| WHAT THE TASK ASKS |
Each of the records must appear again, exactly as it was written.

BEGIN TASK INPUTS

PR #8703, opened 2015-09-07
Pop scope from the top of scopeStarts directly

### LINKED ISSUE #8701: Tokenized buffer scopes bleed from previous line to the end of next one
The symptoms can be seen at atom/first-mate#56

The problematic case is when a scope ends in the beginning of the next line before any characters (at row 0?).

Ingramz:
Fixes #8701  

If scopeStarts contains the end element we encounter from tags, we should pop it directly from scopeStarts instead of pushing it to scopeEnds. If the top element wasn't the same (or it didn't exist), we add scopeStarts element back and push the tag to scopeEnds just like we used to.

Also I am interested in knowing if there is a safe way to peek the top of stack without popping.

### DIFF
--- a/src/token-iterator.coffee
+++ b/src/token-iterator.coffee
@@ -32,7 +32,14 @@ class TokenIterator
       tag = tags[@index]
       if tag < 0
         if tag % 2 is 0
-          @scopeEnds.push(atom.grammars.scopeForId(tag + 1))
+          scopeName = atom.grammars.scopeForId(tag + 1)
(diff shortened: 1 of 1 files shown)


izuzak:
cc @nathansobo for :eyes:

nathansobo:
Looking at this now. Adding some tests and making some stylistic adjustments, but @Ingramz  you're absolutely right that this was a total oversight on my part. Fantastic investigation. I really appreciate it.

END TASK INPUTS

| RESULT FOR THIS TASK |
PR #8703, opened 2015-09-07
Pop scope from the top of scopeStarts directly

### LINKED ISSUE #8701: Tokenized buffer scopes bleed from previous line to the end of next one
The symptoms can be seen at atom/first-mate#56

The problematic case is when a scope ends in the beginning of the next line before any characters (at row 0?).

Ingramz:
Fixes #8701  

If scopeStarts contains the end element we encounter from tags, we should pop it directly from scopeStarts instead of pushing it to scopeEnds. If the top element wasn't the same (or it didn't exist), we add scopeStarts element back and push the tag to scopeEnds just like we used to.

Also I am interested in knowing if there is a safe way to peek the top of stack without popping.

### DIFF
--- a/src/token-iterator.coffee
+++ b/src/token-iterator.coffee
@@ -32,7 +32,14 @@ class TokenIterator
       tag = tags[@index]
       if tag < 0
         if tag % 2 is 0
-          @scopeEnds.push(atom.grammars.scopeForId(tag + 1))
+          scopeName = atom.grammars.scopeForId(tag + 1)
(diff shortened: 1 of 1 files shown)


izuzak:
cc @nathansobo for :eyes:

nathansobo:
Looking at this now. Adding some tests and making some stylistic adjustments, but @Ingramz  you're absolutely right that this was a total oversight on my part. Fantastic investigation. I really appreciate it.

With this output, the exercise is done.